The Threshold slider sets the threshold below which the weights are removed from a vertex. The removed weights are distributed to the other bones that have weights.

Adjusting these sliders provides a live preview of the result and the number of bones that will be removed is shown.

Multiple meshes can be pruned by using the tree filter to show only meshes, then selecting all the meshes and clicking Prune.

Overlay

When a mesh is selected with the Weights tool and Overlay is checked, the mesh is filled with the bone colors to show the influence of the bones on the vertices. If Selected is also checked, only colors for the selected vertices and selected bones are shown, the rest are shown as black. This can make it easier to see faint colors.

If Selected is checked and Overlay is not, the image can be seen instead of black.

Animate mode

Mesh weights cannot be keyed in animate mode, however weights can still be adjusted in animate mode. This is allowed for convenience, to more easily try out weights using different poses without affecting the setup pose. It can also be useful to manually adjust weights to fix a specific deformation problem in an animation. Adjusting weights in animate mode is identical to adjusting them in setup mode.

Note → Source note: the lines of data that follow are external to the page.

PR #148, opened 2024-05-11
feat: adds optional sorting parameter to FilterQuery

justin-cechmanek:
This PR adds the ability to sort results by a hash field if the field name is passed as a parameter to filter queries.

### DIFF
--- a/redisvl/query/query.py
+++ b/redisvl/query/query.py
@@ -136,6 +136,7 @@ class FilterQuery(BaseQuery):
         return_fields: Optional[List[str]] = None,
         num_results: int = 10,
         dialect: int = 2,
+        sort_by: Optional[str] = None,
         params: Optional[Dict[str, Any]] = None,
     ):
         """A query for a running a filtered search with a filter expression.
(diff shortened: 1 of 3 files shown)


redisvl/query/query.py
```diff
@@ -136,6 +136,7 @@ def __init__(
         return_fields: Optional[List[str]] = None,
         num_results: int = 10,
         dialect: int = 2,
+        sort_by: Optional[str] = None,
```
tylerhutcherson, line 139: let's also add this support to vector queries too

tylerhutcherson (changes requested):
let's add to vector queries as well since you can sort the resulting set by any given field in the index

redisvl/query/query.py
justin-cechmanek: Added to Vector and Range queries also

tylerhutcherson: thanks!

tylerhutcherson (approved):

PR #150, opened 2024-05-13
Reranker implementation using Cross Encoders (HuggingFace / SentenceT…

bsbodden:
…ransformers)

Inspired by [LangChain's Cross Encoder Reranker](https://python.langchain.com/v0.1/docs/integrations/document_transformers/cross_encoder_reranker/)

### DIFF
--- a/docs/user_guide/rerankers_06.ipynb
+++ b/docs/user_guide/rerankers_06.ipynb
@@ -9,7 +9,10 @@
     "\n",
     "In this notebook, we will show how to use RedisVL to rerank search results\n",
     "(documents or chunks or records) based on the input query. Today RedisVL\n",
-    "supports reranking through the [Cohere /rerank API](https://docs.cohere.com/docs/rerank-2).\n",
+    "supports reranking through: \n",
+    "\n",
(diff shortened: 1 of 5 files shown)


redisvl/utils/rerank/cross_encoder.py
```diff
@@ -0,0 +1,129 @@
+from typing import Any, Dict, List, Optional, Tuple, Union
+
+from sentence_transformers import CrossEncoder
+
+from redisvl.utils.rerank.base import BaseReranker
+
+
+class CrossEncoderReranker(BaseReranker):
```
tylerhutcherson: Given the pattern of vectorizers and rerankers thus far, I think we should use `HFReranker` or somehow combine HF and CrossEncoder in the name. The names of these classes have been indicating who the integration is with and the "model" param gives the ability to select the "implementation". So I think as long as we call out HF, we should be good since it will require those dependencies.

tylerhutcherson (commented):
LGTM! Left one suggestion around naming :)

redisvl/utils/rerank/cross_encoder.py
bsbodden: `HFCrossEncoderReranker` or fully spelled out `HuggingFaceCrossEncoderReranker`?

bsbodden: Done!

tylerhutcherson (approved):
Love it!

PR #151, opened 2024-05-13
Fix: Issue with search dialect 3 and JSON (resolves #140)

### LINKED ISSUE #140: Issue with search dialect 3 and JSON
The dialect 3 api changes the outputs for JSON:

```python
q = VectorQuery(
    vector=[0.23, 0.12, -0.03, 0.98],
    vector_field_name="embedding",
    filter_expression=filter_expression,
    return_fields=["name", "description", "price"],
    dialect=3
)
index.query(q)
```
returns:
```
[{'id': 'product:36edbfd1372144759975f01fe6968bbf',
  'vector_distance': '1.08839428425',
  'name': '["Wireless earbuds"]',
  'description': '["Wireless Bluetooth in-ear headphones"]',
  'price': '[64.99]'}]
```

BUT dialect 2 returns:
```
[{'id': 'product:36edbfd1372144759975f01fe6968bbf',
  'vector_distance': '1.08839428425',
  'name': 'Wireless earbuds',
  'description': 'Wireless Bluetooth in-ear headphones',
  'price': '64.99'}]
```
(which is the correct and user expected format.

Additionally `FilterQuery` types break when using dialect=3... 

Need to fix the parsing layer in RedisVL.

bsbodden:
Attempt at addressing issue #140

### DIFF
--- a/redisvl/index/index.py
+++ b/redisvl/index/index.py
@@ -32,6 +32,38 @@ from redisvl.utils.log import get_logger
 logger = get_logger(__name__)
 
 
+def _handle_dialect_3(result: Dict[str, Any]) -> Dict[str, Any]:
+    """
+    Handle dialect 3 responses by converting JSON-encoded list values to strings.
+
+    Each JSON-encoded string in the result that is a list will be converted:
+    - If the list has one item, it is unpacked.
+    - If the list has multiple items, they are joined into a single comma-separated string.
+
+    Args:
+        result (Dict[str, Any]): The dictionary containing the results to process.
+
+    Returns:
+        Dict[str, Any]: The processed dictionary with updated values.
+    """
+    for field, value in result.items():
+        if isinstance(value, str):
+            try:
+                parsed_value = json.loads(value)
+            except json.JSONDecodeError:
+                continue  # Skip processing if value is not valid JSON
+
+            if isinstance(parsed_value, list):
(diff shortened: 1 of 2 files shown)


redisvl/index/index.py
```diff
@@ -32,6 +32,38 @@
 logger = get_logger(__name__)
 
 
+def _handle_dialect_3(result: Dict[str, Any]) -> Dict[str, Any]:
+    """
+    Handle dialect 3 responses by converting JSON-encoded list values to strings.
+
+    Each JSON-encoded string in the result that is a list will be converted:
+    - If the list has one item, it is unpacked.
+    - If the list has multiple items, they are joined into a single comma-separated string.
```
rbs333, line 41: It seems like this is the desired behavior from @tylerhutcherson but I feel like I'd rather have a list than a comma-separated string in this situation. I may be missing some deeper context though

rbs333 (approved):
Left one style question but works as described when I run local

redisvl/index/index.py
bsbodden: @tylerhutcherson what do you think?

bsbodden:
@tylerhutcherson is this still needed?

tylerhutcherson:
Dialect 2 is becoming the standard for search.

PR #155, opened 2024-06-04
Add client info reporting

tylerhutcherson:
We need to be able to track the usage of clients for measuring adoption and impact. The `CLIENT SETINFO` command can be used for this purpose. The required string format is documented [here](https://redis.io/docs/latest/commands/client-setinfo/#:~:text=The%20CLIENT%20SETINFO%20command%20assigns,CLIENT%20LIST%20and%20CLIENT%20INFO%20).

### Variants

- Standalone RedisVL:
```
CLIENT SETINFO LIB-NAME redis-py(redisvl_v0.2.0)
CLIENT SETINFO LIB-VER 5.0.4
```

- Abstraction layers (like LlamaIndex or LangChain):
```
CLIENT SETINFO LIB-NAME redis-py(redisvl_v0.2.0;llama-index-vector-stores-redis_v0.1.0)
CLIENT SETINFO LIB-VER 5.0.4
```

### Constraints
- RedisVL uses both Async connection and standard connection instances from Redis Py
	- So the technique to run this command needs to properly handle this...
- Other wrappers around RedisVL like LangChain and LlamaIndex will need to pass through their lib_name
- These libraries generally support the notion of providing your own client instance OR providing the connection string and performing the connection on your behalf -- which also adds some difficulty.

### Planned Route

In order to build the proper name string, all clients that wrap redis-py will need to use the following format:
```
{package-name}_v{version}
```

RedisVL will implement the default which is `redisvl_v0.x.x`, but outer wrappers of RedisVL can implement their own by using a lib_name `kwarg` on the index class like 

```
SearchIndex(lib_name="langchain_v0.2.1")
```

### DIFF
--- a/.github/workflows/release.yml
+++ b/.github/workflows/release.yml
@@ -38,62 +38,62 @@ jobs:
           name: dist
           path: dist/
 
-  test-pypi-publish:
-    needs: build
-    runs-on: ubuntu-latest
+  # test-pypi-publish:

When adjusting weights in animate mode, it can be useful to disable Auto Key. That way after adjusting the pose and weights, returning to the setup pose can be done by clicking anywhere on the timeline.

It can also help to animate the bones moving through their maximum range as you adjust weights.

Triangle order

When a mesh overlaps itself, the order the mesh's triangles are drawn is important. Triangles are sorted by first determining which bone has the highest influence on the triangle's vertices, then the order that the bones appear in the weights view is used to determine which triangles are drawn on top of other triangles. The order of bones in the weights view can be changed by dragging.

Update bindings

The Update Bindings button rebinds the current vertices to the bones, discarding the old binding positions.

When bones are bound to a mesh, the mesh vertices at that time are stored in relation to each bone. When a bone is moved, the vertices also move to stay in the same position relative to the bone. The bone weights determine how much each bone influences the vertices. For example, if the weight for a bone is 100%, the vertices will move with the bone exactly.

For more Update Bindings examples, see our mesh binding tutorial and rotating diamond tutorial.

If bones have been transformed after being bound to a mesh, adjusting the weights will change the vertex positions. This happens because each bone wants the vertices to be in different positions. Sometimes it is acceptable for the vertices to move when adjusting weights. Other times it is not, and that is when Update Bindings is useful.

Example without update bindings

In this example update bindings is not needed. Adjusting the weights causes the vertices to move, but this acceptable.

Consider a skeleton with a long tail. The more an image is bent, the more it distorts, so it is best to start with an image near the center of the bending range. A long tail needs to bend a lot in both directions, so it's best to use a long, skinny rectangle, bound to bones and weighted.

However, it may look odd to have the tail perfectly straight in setup mode, so the bones can be rotated so the tail is bent in setup mode.

Since the bones were rotated to bend the tail, the bones transforms have changed since the mesh was bound. Now each bone wants the vertices to be in different positions, so when the weights are adjusted, the vertices move. This is acceptable because adjusting the weights controls how the bent tail deforms and it is not important that this setup pose keep an exact position.

Example with update bindings

In this example update bindings is used to prevent vertices from moving when the weights are adjusted.

Consider a skeleton with a weighted mesh for an arm. If the arm bones are rotated in setup mode to achieve the exact setup pose desired, then adjusting weights to fix how the arm bends in animations will move the vertices in setup mode, ruining the setup pose. In this case, Update Bindings can be used to set a new bind pose after rotating the arms. Then when the weights are changed, the vertices in setup mode will not move.